* Entries supplied *

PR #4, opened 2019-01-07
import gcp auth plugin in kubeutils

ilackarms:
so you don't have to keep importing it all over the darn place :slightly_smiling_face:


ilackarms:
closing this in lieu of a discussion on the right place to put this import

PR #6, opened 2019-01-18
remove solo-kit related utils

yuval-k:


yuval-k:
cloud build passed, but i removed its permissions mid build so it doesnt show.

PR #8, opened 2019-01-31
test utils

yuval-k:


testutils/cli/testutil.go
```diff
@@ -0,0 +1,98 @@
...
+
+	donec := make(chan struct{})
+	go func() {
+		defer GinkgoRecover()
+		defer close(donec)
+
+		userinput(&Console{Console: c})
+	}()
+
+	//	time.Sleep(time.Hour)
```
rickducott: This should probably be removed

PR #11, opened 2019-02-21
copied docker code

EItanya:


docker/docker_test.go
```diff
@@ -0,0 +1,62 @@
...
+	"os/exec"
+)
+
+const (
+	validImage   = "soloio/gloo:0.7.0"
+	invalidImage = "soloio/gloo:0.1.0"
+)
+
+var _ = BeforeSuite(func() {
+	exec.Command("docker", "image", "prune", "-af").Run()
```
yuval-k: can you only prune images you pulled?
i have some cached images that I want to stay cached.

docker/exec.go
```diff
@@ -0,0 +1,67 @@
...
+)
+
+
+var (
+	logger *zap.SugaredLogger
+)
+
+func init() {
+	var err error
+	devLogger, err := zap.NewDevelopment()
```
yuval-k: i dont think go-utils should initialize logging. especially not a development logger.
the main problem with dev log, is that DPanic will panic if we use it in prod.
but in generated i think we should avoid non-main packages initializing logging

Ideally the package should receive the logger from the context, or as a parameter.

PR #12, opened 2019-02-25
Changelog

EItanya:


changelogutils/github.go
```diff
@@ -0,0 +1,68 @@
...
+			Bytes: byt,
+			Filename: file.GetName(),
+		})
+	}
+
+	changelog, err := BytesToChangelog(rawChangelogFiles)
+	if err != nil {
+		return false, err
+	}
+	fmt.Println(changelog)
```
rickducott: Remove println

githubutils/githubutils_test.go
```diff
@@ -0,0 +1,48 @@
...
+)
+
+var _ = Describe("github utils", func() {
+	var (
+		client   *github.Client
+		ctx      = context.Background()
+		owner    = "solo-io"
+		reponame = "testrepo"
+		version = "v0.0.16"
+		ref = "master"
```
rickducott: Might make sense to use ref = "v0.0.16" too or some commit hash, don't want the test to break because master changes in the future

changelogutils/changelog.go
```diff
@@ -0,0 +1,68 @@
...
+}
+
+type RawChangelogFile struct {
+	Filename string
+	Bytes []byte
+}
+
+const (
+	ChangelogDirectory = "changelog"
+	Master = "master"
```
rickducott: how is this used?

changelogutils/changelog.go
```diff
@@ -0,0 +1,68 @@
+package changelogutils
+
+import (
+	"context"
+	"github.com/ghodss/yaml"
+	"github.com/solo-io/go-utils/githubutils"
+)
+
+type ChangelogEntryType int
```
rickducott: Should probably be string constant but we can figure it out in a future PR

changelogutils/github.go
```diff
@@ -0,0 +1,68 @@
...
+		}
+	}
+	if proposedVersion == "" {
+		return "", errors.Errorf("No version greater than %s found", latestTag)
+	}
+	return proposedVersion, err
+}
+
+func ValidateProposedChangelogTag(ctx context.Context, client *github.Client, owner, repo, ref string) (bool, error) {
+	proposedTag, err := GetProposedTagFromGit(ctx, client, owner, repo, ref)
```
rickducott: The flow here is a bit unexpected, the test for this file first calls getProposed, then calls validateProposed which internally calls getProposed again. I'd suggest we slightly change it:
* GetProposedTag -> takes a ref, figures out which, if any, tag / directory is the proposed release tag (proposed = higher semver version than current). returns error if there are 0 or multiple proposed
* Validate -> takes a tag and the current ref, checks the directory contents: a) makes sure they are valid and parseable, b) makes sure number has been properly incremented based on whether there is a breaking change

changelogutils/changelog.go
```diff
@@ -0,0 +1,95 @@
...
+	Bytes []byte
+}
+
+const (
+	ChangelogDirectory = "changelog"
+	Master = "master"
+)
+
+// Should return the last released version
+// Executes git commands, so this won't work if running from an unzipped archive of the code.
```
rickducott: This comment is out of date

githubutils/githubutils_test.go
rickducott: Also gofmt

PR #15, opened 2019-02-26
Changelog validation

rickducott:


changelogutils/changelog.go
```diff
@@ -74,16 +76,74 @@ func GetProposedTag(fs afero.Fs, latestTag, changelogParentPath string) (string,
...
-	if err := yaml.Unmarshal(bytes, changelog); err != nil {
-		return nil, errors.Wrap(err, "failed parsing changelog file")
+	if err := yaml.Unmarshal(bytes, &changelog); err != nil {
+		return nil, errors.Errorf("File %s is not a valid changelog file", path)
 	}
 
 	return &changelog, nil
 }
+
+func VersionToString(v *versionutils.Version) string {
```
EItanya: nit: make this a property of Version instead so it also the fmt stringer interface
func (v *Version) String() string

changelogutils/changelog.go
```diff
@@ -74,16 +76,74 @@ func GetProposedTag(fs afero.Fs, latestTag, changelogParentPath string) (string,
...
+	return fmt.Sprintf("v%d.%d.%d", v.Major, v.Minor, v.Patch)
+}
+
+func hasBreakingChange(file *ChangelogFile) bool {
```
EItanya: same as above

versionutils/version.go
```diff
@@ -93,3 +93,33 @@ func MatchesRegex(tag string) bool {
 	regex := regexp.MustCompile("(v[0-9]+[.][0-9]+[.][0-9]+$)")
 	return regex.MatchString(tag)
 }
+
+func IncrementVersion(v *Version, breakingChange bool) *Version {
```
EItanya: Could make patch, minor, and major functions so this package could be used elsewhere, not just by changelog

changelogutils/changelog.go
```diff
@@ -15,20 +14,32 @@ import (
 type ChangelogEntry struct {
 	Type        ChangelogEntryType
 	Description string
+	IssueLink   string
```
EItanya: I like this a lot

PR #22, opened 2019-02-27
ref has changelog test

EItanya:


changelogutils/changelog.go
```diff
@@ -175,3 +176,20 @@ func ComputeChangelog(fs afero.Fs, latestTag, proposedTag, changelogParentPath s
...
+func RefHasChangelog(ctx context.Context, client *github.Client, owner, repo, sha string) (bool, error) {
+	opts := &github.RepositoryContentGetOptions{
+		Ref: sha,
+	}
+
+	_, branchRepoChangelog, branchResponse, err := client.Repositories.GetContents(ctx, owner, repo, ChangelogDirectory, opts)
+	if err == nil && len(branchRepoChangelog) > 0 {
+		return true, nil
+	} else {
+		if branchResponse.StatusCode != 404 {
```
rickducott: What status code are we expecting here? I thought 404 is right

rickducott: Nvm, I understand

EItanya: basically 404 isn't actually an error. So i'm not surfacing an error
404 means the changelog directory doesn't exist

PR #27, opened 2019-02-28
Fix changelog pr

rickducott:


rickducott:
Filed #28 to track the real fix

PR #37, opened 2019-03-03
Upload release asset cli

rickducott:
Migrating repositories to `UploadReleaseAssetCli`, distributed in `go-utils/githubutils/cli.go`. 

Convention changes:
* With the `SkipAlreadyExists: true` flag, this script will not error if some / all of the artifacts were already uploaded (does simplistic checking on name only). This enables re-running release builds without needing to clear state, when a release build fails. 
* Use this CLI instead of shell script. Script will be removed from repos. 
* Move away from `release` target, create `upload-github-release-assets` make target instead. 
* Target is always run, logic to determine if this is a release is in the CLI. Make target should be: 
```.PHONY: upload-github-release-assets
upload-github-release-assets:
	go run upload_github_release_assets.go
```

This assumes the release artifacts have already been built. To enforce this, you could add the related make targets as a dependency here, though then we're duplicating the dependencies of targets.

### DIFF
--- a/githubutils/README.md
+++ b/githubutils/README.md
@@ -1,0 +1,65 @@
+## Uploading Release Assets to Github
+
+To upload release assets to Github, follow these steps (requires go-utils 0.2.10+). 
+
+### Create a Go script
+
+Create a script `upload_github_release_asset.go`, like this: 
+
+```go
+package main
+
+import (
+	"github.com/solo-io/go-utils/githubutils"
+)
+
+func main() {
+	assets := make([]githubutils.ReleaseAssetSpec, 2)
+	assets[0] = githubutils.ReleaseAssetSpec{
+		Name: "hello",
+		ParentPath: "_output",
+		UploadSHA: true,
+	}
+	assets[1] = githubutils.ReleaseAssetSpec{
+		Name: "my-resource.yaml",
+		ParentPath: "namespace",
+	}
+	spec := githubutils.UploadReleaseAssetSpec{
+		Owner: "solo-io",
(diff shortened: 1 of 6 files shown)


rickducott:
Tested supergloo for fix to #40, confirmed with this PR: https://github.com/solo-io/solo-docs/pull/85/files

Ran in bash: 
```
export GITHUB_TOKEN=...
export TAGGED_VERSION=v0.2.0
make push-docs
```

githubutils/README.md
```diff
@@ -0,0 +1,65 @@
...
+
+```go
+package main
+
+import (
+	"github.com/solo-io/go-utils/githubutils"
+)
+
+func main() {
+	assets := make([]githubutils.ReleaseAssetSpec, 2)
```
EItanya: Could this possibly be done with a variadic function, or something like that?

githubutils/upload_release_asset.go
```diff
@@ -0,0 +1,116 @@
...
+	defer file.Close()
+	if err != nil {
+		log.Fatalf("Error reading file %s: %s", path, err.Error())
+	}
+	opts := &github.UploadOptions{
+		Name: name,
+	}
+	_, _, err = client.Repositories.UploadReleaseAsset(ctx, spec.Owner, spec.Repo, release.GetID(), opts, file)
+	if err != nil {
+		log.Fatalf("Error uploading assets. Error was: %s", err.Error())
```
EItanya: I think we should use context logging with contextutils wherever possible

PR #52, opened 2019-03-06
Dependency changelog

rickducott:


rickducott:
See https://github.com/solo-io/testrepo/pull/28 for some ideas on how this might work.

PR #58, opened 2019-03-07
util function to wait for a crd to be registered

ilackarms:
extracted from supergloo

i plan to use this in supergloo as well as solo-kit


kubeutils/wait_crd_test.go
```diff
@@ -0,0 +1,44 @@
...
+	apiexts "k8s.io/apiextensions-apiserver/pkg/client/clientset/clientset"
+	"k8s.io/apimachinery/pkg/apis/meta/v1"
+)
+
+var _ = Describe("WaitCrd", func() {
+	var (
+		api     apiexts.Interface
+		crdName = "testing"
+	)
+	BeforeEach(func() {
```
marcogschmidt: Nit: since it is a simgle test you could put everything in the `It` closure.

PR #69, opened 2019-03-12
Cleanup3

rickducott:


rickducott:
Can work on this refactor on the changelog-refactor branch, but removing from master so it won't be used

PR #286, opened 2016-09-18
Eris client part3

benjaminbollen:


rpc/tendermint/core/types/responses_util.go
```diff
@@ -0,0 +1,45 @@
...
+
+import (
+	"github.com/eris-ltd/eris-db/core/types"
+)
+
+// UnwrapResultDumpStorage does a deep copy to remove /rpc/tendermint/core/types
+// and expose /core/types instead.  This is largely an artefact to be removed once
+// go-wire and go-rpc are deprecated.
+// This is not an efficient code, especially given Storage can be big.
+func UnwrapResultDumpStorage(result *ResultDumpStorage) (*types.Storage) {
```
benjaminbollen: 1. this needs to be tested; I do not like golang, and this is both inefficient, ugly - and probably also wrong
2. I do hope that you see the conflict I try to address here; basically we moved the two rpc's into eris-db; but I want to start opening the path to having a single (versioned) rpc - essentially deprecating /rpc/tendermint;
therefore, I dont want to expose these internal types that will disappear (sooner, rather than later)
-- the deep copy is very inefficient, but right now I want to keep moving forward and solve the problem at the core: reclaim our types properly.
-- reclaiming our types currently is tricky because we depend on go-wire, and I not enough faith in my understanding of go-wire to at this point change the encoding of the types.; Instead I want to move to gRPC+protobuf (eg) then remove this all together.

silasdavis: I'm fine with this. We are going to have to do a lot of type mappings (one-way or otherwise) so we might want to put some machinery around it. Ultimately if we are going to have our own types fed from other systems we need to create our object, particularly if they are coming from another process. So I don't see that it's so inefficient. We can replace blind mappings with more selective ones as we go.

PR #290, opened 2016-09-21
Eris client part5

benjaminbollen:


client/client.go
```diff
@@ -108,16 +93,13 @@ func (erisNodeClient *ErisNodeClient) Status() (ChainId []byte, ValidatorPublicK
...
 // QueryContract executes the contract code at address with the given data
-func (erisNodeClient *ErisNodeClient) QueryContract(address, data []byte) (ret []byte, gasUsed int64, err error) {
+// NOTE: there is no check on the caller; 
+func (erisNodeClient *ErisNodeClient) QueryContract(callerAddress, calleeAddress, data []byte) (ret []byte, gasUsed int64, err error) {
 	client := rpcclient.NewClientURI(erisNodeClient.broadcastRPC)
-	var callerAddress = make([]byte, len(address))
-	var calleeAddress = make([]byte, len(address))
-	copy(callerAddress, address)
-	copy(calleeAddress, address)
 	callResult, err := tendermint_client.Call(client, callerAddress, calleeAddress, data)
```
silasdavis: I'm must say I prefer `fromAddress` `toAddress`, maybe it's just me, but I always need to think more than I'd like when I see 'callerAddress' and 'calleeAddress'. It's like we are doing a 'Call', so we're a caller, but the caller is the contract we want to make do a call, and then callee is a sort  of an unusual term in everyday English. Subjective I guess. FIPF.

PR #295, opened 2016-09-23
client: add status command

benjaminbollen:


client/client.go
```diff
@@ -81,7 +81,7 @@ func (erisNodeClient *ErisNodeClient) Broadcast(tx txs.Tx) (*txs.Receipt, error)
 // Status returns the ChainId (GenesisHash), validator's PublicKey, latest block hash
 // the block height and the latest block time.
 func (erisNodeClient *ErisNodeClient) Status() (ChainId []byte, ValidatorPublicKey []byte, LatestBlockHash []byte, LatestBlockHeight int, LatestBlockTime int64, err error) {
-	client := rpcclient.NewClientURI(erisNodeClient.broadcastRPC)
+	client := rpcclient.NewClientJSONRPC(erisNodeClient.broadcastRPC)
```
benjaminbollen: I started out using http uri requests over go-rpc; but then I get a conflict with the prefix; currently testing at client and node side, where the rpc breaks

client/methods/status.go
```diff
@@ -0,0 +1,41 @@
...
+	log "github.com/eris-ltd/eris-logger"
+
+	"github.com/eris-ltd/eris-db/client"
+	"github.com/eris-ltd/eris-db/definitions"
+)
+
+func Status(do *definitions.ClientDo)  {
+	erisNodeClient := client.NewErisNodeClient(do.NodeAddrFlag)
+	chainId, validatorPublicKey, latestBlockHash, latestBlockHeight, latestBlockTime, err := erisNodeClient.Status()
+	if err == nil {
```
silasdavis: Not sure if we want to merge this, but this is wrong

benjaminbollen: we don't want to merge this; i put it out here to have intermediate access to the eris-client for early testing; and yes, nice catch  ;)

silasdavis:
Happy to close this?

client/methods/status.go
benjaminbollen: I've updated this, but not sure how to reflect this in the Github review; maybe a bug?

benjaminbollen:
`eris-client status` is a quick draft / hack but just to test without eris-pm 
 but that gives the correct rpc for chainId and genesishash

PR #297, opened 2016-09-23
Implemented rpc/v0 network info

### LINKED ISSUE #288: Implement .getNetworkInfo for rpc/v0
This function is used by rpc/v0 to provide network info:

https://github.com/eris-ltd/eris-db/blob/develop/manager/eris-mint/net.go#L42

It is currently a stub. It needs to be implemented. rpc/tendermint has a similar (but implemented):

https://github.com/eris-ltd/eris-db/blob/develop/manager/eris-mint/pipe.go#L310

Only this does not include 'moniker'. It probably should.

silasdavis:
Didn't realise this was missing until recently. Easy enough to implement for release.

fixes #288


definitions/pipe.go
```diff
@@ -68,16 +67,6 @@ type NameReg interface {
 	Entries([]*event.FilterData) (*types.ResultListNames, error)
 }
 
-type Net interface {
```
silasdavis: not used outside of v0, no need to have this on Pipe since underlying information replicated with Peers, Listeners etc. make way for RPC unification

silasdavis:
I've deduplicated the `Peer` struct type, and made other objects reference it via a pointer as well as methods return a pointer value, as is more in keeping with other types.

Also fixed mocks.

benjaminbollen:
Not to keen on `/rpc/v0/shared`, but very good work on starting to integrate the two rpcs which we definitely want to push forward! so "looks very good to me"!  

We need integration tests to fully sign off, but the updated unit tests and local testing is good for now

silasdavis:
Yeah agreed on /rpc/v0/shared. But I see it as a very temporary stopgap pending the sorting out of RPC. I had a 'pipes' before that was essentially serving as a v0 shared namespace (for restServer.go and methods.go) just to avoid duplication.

* Assigned task *
Counting every line that holds the string "shared", give the total for the data above and nothing else.

* Answer to this problem *
2